A. Dark-store size and inventory are tailored by city, often ranging from 4,500 to 5,000 square feet in tier 2/3 locations to accommodate a wider selection. The assortment is driven by local buying and search behaviour, ensuring each pin code carries the specific vegetables, grains, rice, milk, and regional brands that residents actually consume.

Q: How is Flipkart’s existing e-commerce infrastructure helping Minutes scale?

A. Our presence in 21,000 pincodes, with fulfillment centres, sort centres, and ground teams, allows new Minutes facilities to piggyback on existing infrastructure. Once the first few pilot stores are stabilised, subsequent rollout can be 20–40% faster, with many customers ordering from day one because they already shop with Flipkart.

Q. How does the new labour laws affect your cost structure?

A. Gig workers are central to our massive people operation. We welcome the new labour framework, and compliance with the labour framework is non-negotiable. We will go beyond minimum requirements on health, safety and family well-being. We are also working with state governments to understand detailed implications and adapt policies, while keeping inclusion, equality and equity as core principles.

Q. What concrete steps is Flipkart taking to eliminate dark patterns across the platform?

A. Dark patterns are strictly non-negotiable on Flipkart’s platform. We use internal audits and consumer feedback loops to clean up customer journeys. We have already submitted formal responses to authorities explaining checks and balances, and that communications and pricing are designed for clarity.

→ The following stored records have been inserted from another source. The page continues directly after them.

PR #273, opened 2018-12-11
Return user to original page when conversation closed

NickGrantONS:
# Motivation and Context
When a Response-Ops UI user closes a secure message conversation, they should be returned to the inbox page they were on before they closed the conversation.

# What has changed
Passed through the original page the user was on. If the page no longer exists - because the final conversation on the final page has been closed - then it will redirect to the last available page. Also works if the URL is edited to go to page 999, for example.

# How to test?
Run the acceptance tests on the same branch.

To manually test, create enough secure messages to fill more than one page, and close a conversation - you should be returned to the page you started on.

# Links
Trello: https://trello.com/c/lCfPjUPT

### DIFF
--- a/response_operations_ui/views/messages.py
+++ b/response_operations_ui/views/messages.py
@@ -1,5 +1,6 @@
 import json
 import logging
+import math
 from datetime import datetime
 from distutils.util import strtobool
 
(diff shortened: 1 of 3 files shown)


response_operations_ui/views/messages.py
```diff
@@ -181,15 +182,22 @@ def view_selected_survey(selected_survey):
 
         is_closed = request.args.get('is_closed', default='false')
 
+        thread_count = message_controllers.get_conversation_count({'survey': survey_id,
+                                                                   'is_closed': is_closed})
+
+        recalculated_page = _calculate_page(page, limit, thread_count)
```
AndrewTorrance: minor comment :- maybe name var as recalculated_page_num . On first scan its not clear if _calculate_page returns a page object of some kind or number

PR #274, opened 2018-12-18
BUG: Unable to add collection exercises to Sand & Gravel

NickGrantONS:
# Motivation and Context
Sand & Gravel's short name in the database is "Sand&Gravel", which is the reference used to look up the survey from the survey service.

We display "Sand&Gravel" as "Sand & Gravel" (with spaces) but later we try to use this as the short name, failing when we can't find the survey "Survey%20&%20Gravel".

We currently can't open the create collection exercise screen from the link on the survey, and we can't create a new collection exercise even if we type in the correct URL.

This bug stops us from creating the 2019 Sand & Gravel collection exercises without manual DB updates or cURL'ing to the Collex REST endpoint.

# What has changed
Changed the format of the URL used in Response Ops to be more RESTful (slashes, not hyphens). Changed the templates to use the non-pretty-printed survey short name (i.e. strip out the spaces). Corrected a misleading comment.

# How to test?
Create a collection exercise for Sand & Gravel using the UI.

# Links
Trello: https://trello.com/c/LGmwUEHY/571-571-bug-unable-to-add-a-collection-exercise-for-surveys-where-the-shortname-contains-a-space-or-dash

### DIFF
--- a/response_operations_ui/templates/survey.html
+++ b/response_operations_ui/templates/survey.html
@@ -16,7 +16,7 @@
     <div id="created_ce_message" class="panel__body">
       <h1 class="venus">Collection exercise created</h1>
       <p class="mars">
-        <a href="/surveys/{{ survey.shortName }}/{{ newly_created_period }}" id="newly_created_ce_link">View/edit {{survey.shortName}} {{newly_created_period}}</a>
+        <a href="/surveys/{{ survey.shortName.replace(' ', '') }}/{{ newly_created_period }}" id="newly_created_ce_link">View/edit {{survey.shortName}} {{newly_created_period}}</a>
       </p>
     </div>
   </div>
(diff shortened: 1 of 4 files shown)


response_operations_ui/templates/survey.html
```diff
@@ -16,7 +16,7 @@
     <div id="created_ce_message" class="panel__body">
       <h1 class="venus">Collection exercise created</h1>
       <p class="mars">
-        <a href="/surveys/{{ survey.shortName }}/{{ newly_created_period }}" id="newly_created_ce_link">View/edit {{survey.shortName}} {{newly_created_period}}</a>
+        <a href="/surveys/{{ survey.shortName.replace(' ', '') }}/{{ newly_created_period }}" id="newly_created_ce_link">View/edit {{survey.shortName}} {{newly_created_period}}</a>
```
jcox-dev: We should probably be using `url_for` instead of hard-coding the URLs:

```suggestion
        <a href="{{ url_for('collection_exercise_bp.view_collection_exercise', short_name=survey.shortName.replace(' ', ''), period=newly_created_period) }}" id="newly_created_ce_link">View/edit {{survey.shortName}} {{newly_created_period}}</a>
```

response_operations_ui/templates/survey.html
```diff
@@ -57,7 +57,7 @@ <h1 class="jupiter" name="page-survey-title">{{survey.longName}}</h1>
       <div class="ce-list">
         <h2 class="saturn u-pt-m">Collection exercises for {{survey.shortName}}</h2>
         <div class="u-mb-l">
-          <a href="/surveys/{{survey.surveyRef}}-{{survey.shortName}}/create-collection-exercise"
+          <a href="/surveys/{{survey.surveyRef}}/{{survey.shortName.replace(' ', '')}}/create-collection-exercise"
```
jcox-dev: As above:

```suggestion
          <a href="{{ url_for('collection_exercise_bp.get_create_collection_exercise_form', survey_ref=survey.surveyRef, short_name=survey.shortName.replace(' ', '')) }}"
```

PR #276, opened 2018-12-28
113 mark messages as unread

AndrewTorrance:
# Motivation and Context
The requirement was to allow the internal users to be able to mark a message as unread a proxy for further work required . 

# What has changed
The use cases need some explaining. We have a mark as unread link available on the last message in a conversation from a respondent. This only shows if the message was sent to GROUP or to the specific internal user who is looking at the message. IF that link shows then the internal user can select it to mark the message as unread and return to the list of conversations.

There is also a pair of back links on the page. In earlier versions pressing these would return the user to the conversation view and mark the message as read. Now this has slightly different functionality. If the message was sent to group or to the internal user who is logged in then pressing back will mark the message as read. If however the message went to specific internal user and that is NOT the logged in user then pressing back does not mark the message as read.

# How to test?
There are acceptance tests that cover the scenarios but its probably better to manually test these in this repo. 

From frontstage send a message to ONS. This will be sent to group , meaning that any internal user should be able to mark it as unread.  Log into response ops , look at the message and verify that mark as unread label is available . Click it and go the the conversation view . Note message is no longer marked in bold with a dot for unread. Go back into it and select mark unread. Now in the conversation view it is shown as unread. 

When the mark as unread link is selected then on returning to the conversation view you should see a flash message Message from <msg_from> to <msg_to> marked as unread

Log out as this user and log in as another user. ( get the name from public.users table for uaa I think) 
repeat as for the first user and verify this other user can mark as unread etc) . Now using this second user reply to the message . 

On frontstage reply to this message ( simulating a respondent replying to a message from the ONS which now is sent to a specific user ) .

In response ops , still as the second user , verify that you see the mark as unread , press mark as unread to go into the message . Then press BACK and verify that the message now shows read . Go back into the message again and select mark as unread - ready for the next user checks .

Now log in again as the first user . You should see the message in the conversation list . But you should not see the mark as unread link when you open it and pressing back does not mark the message as read.

You should, be able to repeat this switching between users and you should only see mark as unread if a message was sent to GROUP (i.e a new message from respondent) or if a message was sent specifically to the internal user ( i.e respondent replied to a message from that internal user) 

Note: There is a bug here that has been here a while, a ticket has been raised. If an internal user starts a conversation, and they log out and back in again they can no longer see that conversation. 

# Links
https://trello.com/c/Bvakzk6d

### DIFF
--- a/response_operations_ui/templates/conversation-view/cv-message-block.html
+++ b/response_operations_ui/templates/conversation-view/cv-message-block.html
@@ -14,6 +14,13 @@
             Sent:
             <span name="sm-sent-date" id="sm-sent-date-{{ loop.index }}" style="display:inline;">{{ message.get('sent_date') }}</span>
         </span>
+        {% if loop.last %}
+          {% if show_mark_unread == True %}
+            <a class="secure-message-mark-unread" id="sm-mark-as-unread"
+               href={{ url_for('messages_bp.mark_message_unread',
+               message_id=message.message_id, from=message.from, to=message.to) }}>Mark as unread</a>
+          {% endif %}
+        {% endif %}
     </div>
     <div class="secure-message-sent-message-body mars">
         <span style="white-space:pre-line" id="conversation-message-body-{{ loop.index }}" name="conversation-message-body">{{ message.get('body') }}</span>
--- a/response_operations_ui/views/messages.py
+++ b/response_operations_ui/views/messages.py
@@ -74,6 +74,7 @@ def view_conversation(thread_id):
 
     thread_conversation = message_controllers.get_conversation(thread_id)
     refined_thread = [_refine(message) for message in reversed(thread_conversation['messages'])]
+    latest_message = refined_thread[-1]
 
     try:
         closed_time = localise_datetime(datetime.strptime(thread_conversation['closed_at'], "%Y-%m-%dT%H:%M:%S.%f"))
@@ -89,8 +90,8 @@ def view_conversation(thread_id):
             {"title": "Unavailable"}
         ]
 
-    if refined_thread[-1]['unread']:
-        message_controllers.remove_unread_label(refined_thread[-1]['message_id'])
+    if latest_message['unread']:
+        message_controllers.remove_unread_label(latest_message['message_id'])
 
     page = request.args.get('page')
     form = SecureMessageForm(request.form)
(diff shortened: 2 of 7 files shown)


response_operations_ui/views/messages.py
```diff
@@ -433,3 +458,7 @@ def _calculate_page(requested_page, limit, thread_count):
         page = math.ceil(thread_count / limit)
 
     return page
+
+
+def _can_mark_as_unread(message):
+    return message['to_id'] == 'GROUP' or message['to_id'] == session['user_id']
```
jcox-dev: Newline missing.

response_operations_ui/templates/conversation-view/cv-message-block.html
```diff
@@ -14,6 +14,13 @@
             Sent:
             <span name="sm-sent-date" id="sm-sent-date-{{ loop.index }}" style="display:inline;">{{ message.get('sent_date') }}</span>
         </span>
+        {% if loop.last %}
+          {% if show_mark_unread == True %}
+            <a class="secure-message-mark-unread" id="sm-mark-as-unread"
+               href={{ url_for('messages_bp.mark_message_unread',
```
jcox-dev: Do quotes need to be added to either side of the curly brackets, e.g.: `href="{{ url_for...`

response_operations_ui/views/messages.py
```diff
@@ -74,6 +74,7 @@ def view_conversation(thread_id):
 
     thread_conversation = message_controllers.get_conversation(thread_id)
     refined_thread = [_refine(message) for message in reversed(thread_conversation['messages'])]
+    latest_message = refined_thread[-1]
```
jcox-dev: 👍

response_operations_ui/views/messages.py
AndrewTorrance: Done

response_operations_ui/views/messages.py
```diff
@@ -125,19 +126,39 @@ def view_conversation(thread_id):
...
+@messages_bp.route('/mark_unread/<message_id>', methods=['GET'])
+@login_required
+def mark_message_unread(message_id):
+
+    msg_from = request.args.get(get_parameter('from'), type=str, default="")
+    msg_to = request.args.get(get_parameter('to'), type=str, default="")
+
+    message_controllers.add_unread_label(message_id)
+
+    marked_unread_message = f"Message from {msg_from} to {msg_to} marked unread"
```
ryangrundy7: Have you checked that UX are okay with this message as it's different to whats on the design? It's better giving more detail but just making sure

PR #279, opened 2019-01-04
Css compiler fix

owencjones:
Testing improvements to `add-js-task-runner`


Dockerfile
```diff
@@ -1,10 +1,25 @@
...
 EXPOSE 8085
 RUN apt-get update -y && apt-get install -y python-pip && apt-get update -y && apt-get install -y curl
 RUN pip3 install pipenv && pipenv install --deploy --system
 
+
+# Node Install
+# Installs cUrl, uses cUrl to grab and run install script to add deb repos, installs node from this, installs build essentials to allow node-gyp
+# to compile C++ bindings, runs node -v and npm -v to ensure they actually run.
+RUN apt-get install -y curl \
+        && curl -sL https://deb.nodesource.com/setup_10.x | bash \
```
NickGrantONS: why are we using this nodesource.com package? why do we trust it and expect it to always be available?

response_operations_ui/assets/scss/includes/_overrides.scss
```diff
@@ -0,0 +1,335 @@
...
+
+/* Collection exercise - Reporting unit styles */
+
+.ceru-headline {
+    background: #f5f6ff;
+    padding: 1rem;
+    margin: 1rem 0;
+}
+
+.tempHack {
```
NickGrantONS: I guess this just got copied over for legacy reasons?

PR #281, opened 2019-01-11
603 my conversations

AndrewTorrance:
# Motivation and Context
The internal users want the ability to have 'my messages' tab. This is conversations where they were the last internal person to reply or if they sent a first message. 
This change adds that tab. 
Note we now have three 'tabs' my messages, open and close. Messages that appear in my messages also appear in open. So that any internal user can still access any conversation.

# What has changed
Added extra tab. my conversations is now an optional parameter that can be sent to secure message service 

# How to test?
Acceptance tests cover most of it. Bu the easiest way is to send a message from respondent. Should only appear in open messages. Reply as internal and it should also be visible in my messages. Change user and validate that it does not show in my messages for new internal user .But can be seen in open. Send several messages from respondent (more than 1 page worth) view in my messages and open. Validate that back goes back to the correct tab and page

# Links
 https://trello.com/c/djNU7lM5


response_operations_ui/templates/messages.html
```diff
@@ -62,6 +64,8 @@ <h1 class="saturn u-mt-l">Oops! Something went wrong</h1>
         {% if not messages %}
           {% if is_closed %}
           <p>No closed conversations</p>
+          {% elif my_conversations == true %}
```
insacuri: Why are there 2 separate ways of saying 'nothing here boss!'?

response_operations_ui/views/messages.py
```diff
@@ -75,6 +75,7 @@ def view_conversation(thread_id):
     thread_conversation = message_controllers.get_conversation(thread_id)
     refined_thread = [_refine(message) for message in reversed(thread_conversation['messages'])]
     latest_message = refined_thread[-1]
+    my_conversations = request.args.get('my_conversations', default='false')
```
insacuri:
```suggestion
    my_conversations = request.args.get('my_conversations', 'false')
```

I think this is the better way of doing it.  Less words is generally better and leaving out 'default=' is pretty standard.

If you agree, can you do this for all the other ones in here please?  Though after looking at the whole file, there's quite a bit of this so it might be worth leaving it.... your call ^^

AndrewTorrance: I kind of like the explicit default in this specific case. It tells the reader that if no param is found then it defaults to a specific value. It doesn't have a significant performance hit . When I looked I could see several calls made with named params out of order, i.e type given before default. So I modified calls to call default first , so if we do change all we have to do is remove 'default='

PR #282, opened 2019-01-15
Fixed Sand & Gravel 500 error pages

ryangrundy7:
# Motivation and Context
When a internal user clicks on messages for the Sand & Gravel survey, some of the links don't work because the survey gets sent through with spaces. The aim of the pr is to fix this and remove the whitespace so the user can click on Sand & Gravel messages. While looking at Sand & Gravel in response ops, I also found some other links that don't work because of the same bug so they've been fixed as well.
# What has changed
- Added a method to remove whitespace for a survey

# How to test?
- Execute a collection exercise for Sand & Gravel, make sure to click most of the options like attempting to add a reminder, change information for the collex and clicking on cancel/back when trying to add a sample/CI.
- Create a conversation for Sand & Gravel and make sure to click on open and closed messages for that survey, attempt to close a conversation and click back buttons on the conversation view to make sure it goes back correctly.
- Run with ATs
# Links
[Trello](https://trello.com/c/JBFvWCIM)


response_operations_ui/views/messages.py
```diff
@@ -161,6 +161,10 @@ def _view_select_survey(marked_unread_message=""):
                             flash_message=marked_unread_message))
 
 
+def remove_whitespace_from_survey_name(survey):
```
ryangrundy7: Wondering if this should be moved somewhere else like into the common folder?

insacuri: Agreed.  If this was only being used in the one view, it'd be fine.  But a view shouldn't be importing functions from another view.

response_operations_ui/common/remove_whitespace_from_survey.py
```diff
@@ -0,0 +1,2 @@
+def remove_whitespace_from_survey_name(survey):
```
NickGrantONS: is there no utils file you could put this in?

response_operations_ui/views/messages.py
```diff
@@ -109,7 +110,7 @@ def view_conversation(thread_id):
             thread_url = url_for("messages_bp.view_conversation", thread_id=thread_id) + "#latest-message"
             flash(Markup(f'Message sent. <a href={thread_url}>View Message</a>'))
             return redirect(url_for('messages_bp.view_selected_survey',
-                                    selected_survey=refined_thread[0]['survey']))
+                                    selected_survey=refined_thread[0]['survey'].replace(' ', '')))
```
NickGrantONS: why doesn't this use the replace whitespace function?

response_operations_ui/common/remove_whitespace_from_survey.py
AndrewTorrance: This does not remove whitespace , it removes spaces . To remove whitespace   my_var=''.join(my_var.split()).
I am not sure if this needs to be a separate function . If it is then the name should not include 'survey_name' as it will work with any string

response_operations_ui/controllers/survey_controllers.py
```diff
@@ -30,6 +31,7 @@ def get_survey_by_id(survey_id):
 
 
 def get_survey_by_shortname(short_name):
+    short_name = remove_whitespace_from_survey_name(short_name)
```
AndrewTorrance: maybe short_name = ''.join(short_name.split()) ?

response_operations_ui/views/messages.py
```diff
@@ -240,7 +240,8 @@ def view_selected_survey(selected_survey):
                                page=page,
                                breadcrumbs=breadcrumbs,
                                messages=messages,
-                               selected_survey=formatted_survey,
+                               selected_survey=selected_survey,
+                               formatted_survey=formatted_survey,
```
AndrewTorrance: Could we have a more descriptive name ? I am looking at this and wondering why formatted ? Why selected ? Perhaps name_for_display and selected_survey_short_name ( or something better ?)

response_operations_ui/views/messages.py
ryangrundy7: Done

response_operations_ui/controllers/survey_controllers.py
ryangrundy7: I've changed it to here because it's the only place that does it 👍

response_operations_ui/views/messages.py
ryangrundy7: I've changed the formatted name to `displayed_short_name`

PR #283, opened 2019-01-15
Frontend quick wins

owencjones:
# Motivation and Context
Whilst we are in a slight lull, this is some minor frontend refactors that improve a few things here and there.

# What has changed
* Minor change to watch task
* CSS refactoring as appropriate
* Deletion of old CSS files

# How to test?
* run solution and dependencies
* run acceptance tests
* look at resops to ensure it looks as it should


response_operations_ui/assets/scss/includes/components/data-panel.scss
```diff
@@ -23,14 +23,14 @@
...
     }
-}
 
-.data-panel-header__title {
-    border: 0;
-    background: none;
-    color: #4263c2;
-    padding: 0;
-    display: none;
+    &__title {
```
NickGrantONS: SASS FTW

PR #289, opened 2019-01-31
added new functionality to respondents tab

ChristopherMShelton:
edit  contact details, resend verification email, enable/disable enrolment)

# Motivation and Context
Business requested ability to make these changes from a respondents page

# What has changed
Buttons added for edit contact details, resend verification email and enable/disable enrolment added and appropriate changes made to enable that.

# How to test?
run tests on view_edit_respondents_tab branch
alternatively can manual test by clicking through from the respondents tab.

# Links
https://trello.com/c/JOPM1IFq/394-us216-view-respondent-details-m
https://github.com/ONSdigital/rasrm-acceptance-tests/pull/258


response_operations_ui/views/respondents.py
```diff
@@ -50,4 +50,91 @@ def respondent_details(respondent_id):
...
+@respondent_bp.route('/<ru_ref>/change-enrolment-status', methods=['GET'])
+@login_required
+def confirm_change_enrolment_status(ru_ref):
+    return render_template('confirm-enrolment-change.html', business_id=request.args['business_id'], ru_ref=ru_ref,
+                           ru_name=request.args.get('ru_name'),
+                           trading_as=request.args['trading_as'], survey_id=request.args['survey_id'],
+                           survey_name=request.args['survey_name'], respondent_id=request.args['respondent_id'],
+                           first_name=request.args['respondent_first_name'],
+                           last_name=request.args['respondent_last_name'],
+                           change_flag=request.args['change_flag'],
```
owencjones: These functions you've added need to be tested - so I'm assuming that you're covering their testing with acceptance tests repo, because they aren't very pure, and thus not hugely testable directly.

If there isn't testing for this functionality at all, it needs adding.

response_operations_ui/views/respondents.py
```diff
@@ -50,4 +50,91 @@ def respondent_details(respondent_id):
...
+    reporting_units_controllers.resend_verification_email(party_id)
+    logger.info("Re-sent verification email.", party_id=party_id)
+    return redirect(url_for('respondent_bp.respondent_details', respondent_id=party_id,
+                            info='Verification email re-sent'))
+
+
+@respondent_bp.route('<respondent_id>/change-enrolment-status', methods=['POST'])
+@login_required
+def change_enrolment_status(respondent_id):
+
```
insacuri: 🎨 Remove extra line here

response_operations_ui/views/reporting_units.py
```diff
@@ -189,7 +189,7 @@ def view_resend_verification(ru_ref, party_id):
     email = respondent['pendingEmailAddress'] if 'pendingEmailAddress' in respondent \
         else respondent['emailAddress']
 
-    return render_template('re-send-verification-email.html', ru_ref=ru_ref, email=email)
+    return render_template('re-send-verification-email.html', ru_ref=ru_ref, email=email, tab='reporting_units')
```
insacuri: My gut says this should be `active_tab` or something similar.  Just having a `tab` variable doesn't properly describe what it's doing at a glance

insacuri: And anothe gut feeling is that having tab here is wrong.  I think somewhere in either frontstage or response-operations-ui, in the template theres an 'if <thing> in url then add active class to tab' or something like that

response_operations_ui/views/respondents.py
```diff
@@ -50,4 +50,91 @@ def respondent_details(respondent_id):
     ]
 
     respondent['status'] = respondent['status'].title()
-    return render_template('respondent.html', respondent=respondent, enrolments=enrolments, breadcrumbs=breadcrumbs)
+
+    info_message = None
```
insacuri: This whole block feels messy.  Have you looked into using Flash (http://flask.pocoo.org/docs/1.0/patterns/flashing/), it might be a cleaner way to do the same thing

response_operations_ui/views/respondents.py
```diff
@@ -50,4 +50,91 @@ def respondent_details(respondent_id):
...
+                           form=form, tab='respondents')
+
+
+@respondent_bp.route('/edit-contact-details/<respondent_id>', methods=['POST'])
+@login_required
+def edit_contact_details(respondent_id):
+    form = request.form
+    contact_details_changed = party_controller.update_contact_details(respondent_id, form)
+
+    ui_message = 'No updates were necessary'
```
insacuri: Same as above. Flash might be better here.
Additionally, I think this is the wrong way to do it.  This kind of code is just asking for weird bugs to occur when multiple things are provided and the message keeps changing.

response_operations_ui/views/respondents.py
insacuri: Also, as with the below comment, having lots of if statements that keep changing the message is asking for weird bugs to occur at some point.  There's probably a better way to do it (off the top of my head, using if/elif might be the simplest one, but there might be cleaner ways to do it)

response_operations_ui/views/respondents.py
```diff
@@ -50,4 +50,91 @@ def respondent_details(respondent_id):
...
+                                                        respondent_id=respondent_id,
+                                                        survey_id=request.args['survey_id'],
+                                                        change_flag=request.args['change_flag'])
+    return redirect(url_for('respondent_bp.respondent_details', respondent_id=respondent_id,  enrolment_changed='True'))
+
+
+@respondent_bp.route('/<ru_ref>/change-enrolment-status', methods=['GET'])
+@login_required
+def confirm_change_enrolment_status(ru_ref):
+    return render_template('confirm-enrolment-change.html', business_id=request.args['business_id'], ru_ref=ru_ref,
```
insacuri: This feels wrong to me, but I'm not sure what 'right' looks like.  I assume the url for this looks like `<host>/<ru_ref>/change-enrolment-status?ru_name=blah&trading_as=blah.......`  If that's right, then it seems like such a crazy long url and unnecessary.  Though maybe I'm wrong in thinking that,  I'd ask others to see what they think.

response_operations_ui/views/respondents.py
insacuri: Thinking about this more, is probably the way to do this.  You can flash multiple times, then in the template you can loop and render every flashed message.  
This way, if there are multiple things to report on, you'll see them all as opposed to just the last one

NickGrantONS:
you should definitely be using the Flash pattern if you're not using it, to display feedback messages to users as @insacuri indicates. There should be examples in the codebase you can copy.

response_operations_ui/views/reporting_units.py
owencjones: I'm not sure about basing it on the url, as it means two places to refactor if we change the URL for some reason, and can also be an issue with matching spuriously.

That said, I wouldn't necessarily pass it here either.

response_operations_ui/templates/respondent.html
```diff
@@ -40,8 +40,7 @@ <h1 class="jupiter" id="respondent-name">{{ respondent.firstName }} {{ responden
                         <dd id="respondent-account-status">
                             {% if respondent.status  == 'Suspended' %} Locked {% else %} {{ respondent.status }} {% endif %}
                           <br>
-                          <a id="resend-verification-email-btn" href="{{ url_for('respondent_bp.view_resend_verification', respondent_id=respondent.id) }}">Re-send verification email</a>
-                          </br>
+                          {% if respondent.status == 'Suspended' %}<a id="resend-verification-email-btn" href="{{ url_for('respondent_bp.view_resend_verification', respondent_id=respondent.id) }}">Re-send verification email</a> {% endif %}
```
gavinleeedwards: - Should show the 'resend email verification' link if the enrolment status is pending i.e.  if a user has just created an account.  
- When the account is locked/suspended, there should be an option to unlock the account rather than resend a verification email.  
- If there's a new (pending) email address then there should be the option to resend the verification email.

response_operations_ui/views/respondents.py
insacuri: We can ignore this for now.  I don't know enough to offer an alternative, and there are other things that need doing instead

response_operations_ui/views/respondents.py
```diff
@@ -50,4 +49,80 @@ def respondent_details(respondent_id):
...
+                                                        respondent_id=respondent_id,
+                                                        survey_id=request.args['survey_id'],
+                                                        change_flag=request.args['change_flag'])
+    return redirect(url_for('respondent_bp.respondent_details', respondent_id=respondent_id, enrolment_changed='True'))
+
+
+@respondent_bp.route('/<ru_ref>/change-respondent-status', methods=['POST'])
+@login_required
+def change_respondent_status(respondent_id):
+    reporting_units_controllers.change_respondent_status(respondent_id=respondent_id,
```
insacuri: As we discussed, if the change_flag isn't exactly 'ACTIVE' then nothing will be updated, no log line will inform anyone that nothing was done, and this function will say that everything worked because the 'account_status_changed' is hardcoded to true.

As a short term fix, changing the change_respondent_status function to throw an exception if something unexpected is given to it.  It sucks because it's another step in the 'throw a 500 if everything isn't perfect' direction, but at least we'll catch potential issues with this change.

response_operations_ui/templates/respondent.html
ChristopherMShelton: added this!

response_operations_ui/controllers/reporting_units_controllers.py
```diff
@@ -67,6 +67,10 @@ def change_respondent_status(respondent_id, change_flag):
             raise ApiError(response)
 
         logger.debug('Successfully changed respondent status', respondent_id=respondent_id, change_flag=change_flag)
+    else:
+        error = 'Incorrect change_flag given'
+        logger.error(error)
```
ryangrundy7: You shouldn't have to make a string of a message and pass it through. Can do what happens on line 66 such as 
```python
logger.error('Incorrect change_flag given', respondent_id=respondent_id, change_flag=change_flag)
```

insacuri: Agreed, but the next line is raising a ValueError with the same text.  Might as well not repeat ourselves

ChristopherMShelton: changed

response_operations_ui/views/respondents.py
ChristopherMShelton: added

response_operations_ui/views/respondents.py
ChristopherMShelton: added now

response_operations_ui/views/respondents.py
ChristopherMShelton: added now

ChristopherMShelton:
> There's no option to resend a verification email if the account has a pending enrolment (i.e. an account has been created but not yet verified).

added 'created' to the check of when to show the button

owencjones:
Changes that I asked for are now done.

@insacuri, @ryangrundy7 , and @gavinleeedwards happy with your requested changes?

gavinleeedwards:
> > There's no option to resend a verification email if the account has a pending enrolment (i.e. an account has been created but not yet verified).
> 
> added 'created' to the check of when to show the button

This isn't quite right.  Adding the 'resend' link for all created accounts will mean the 'resend verification' link is still shown for accounts that have been fully verified.  It needs to be there for accounts that are in 'Created' state but have a pending enrolment against them.

response_operations_ui/templates/reporting-unit.html
```diff
@@ -4,7 +4,7 @@
 {% block main %}
 
 
-{% include 'partials/info-box.html' %}
+{% include 'partials/flashed-messages.html' %}
```
ryangrundy7: Breaking acceptance tests by changing this. Need to add in a success id

ChristopherMShelton: I've pushed acceptance test changes to match

ryangrundy7: I had to delete my branch on AT to get it working, was really weird

gavinleeedwards:
All works fine for me now 👍

response_operations_ui/views/reporting_units.py
```diff
@@ -1,7 +1,7 @@
 import logging
 from datetime import datetime, timezone
 
-from flask import Blueprint, render_template, request, redirect, url_for
+from flask import Blueprint, render_template, request, redirect, url_for, flash
```
ryangrundy7: Small styling issue, imports really should be in alphabetical order

response_operations_ui/views/respondents.py
```diff
@@ -1,11 +1,11 @@
 import logging
 
-from flask import Blueprint, redirect, render_template, request, url_for
+from flask import Blueprint, redirect, render_template, request, url_for, flash
```
ryangrundy7: same here

ChristopherMShelton: done

response_operations_ui/views/reporting_units.py
ChristopherMShelton: done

Q. What is the kind of demand in terms of hiring that you see?

A. During the last festive season, we created about 400,000 seasonal roles, with many non-student workers continuing afterwards as demand remained strong. Short-term students and festive hires typically exit after 45 days, while others stay on as traction in tier 2/3 cities, and overall growth outpaces earlier expectations.

Q: Can Flipkart’s supply-chain intelligence be monetised for sellers?

A. We already share real-time trends, demand signals and discovery insights with marketplace sellers through our Seller Hub to help them plan inventory and grow. While assortment planning uses sophisticated forecasting science, the company framed this as part of a broader, tech-led ecosystem focused on helping MSMEs and entrepreneurs increase their businesses.

Q. You have removed additional charges like handling fees etc, after some of the other competitors did it. Is it a long-term offering?

A. Removing additional charges, such as handling fees and offering zero commission for items under Rs 1,000, is not a short-term customer acquisition tactic. Instead, it is positioned as a consistent, long-term lever to strengthen the flywheel by boosting customer delight, seller adoption and overall growth.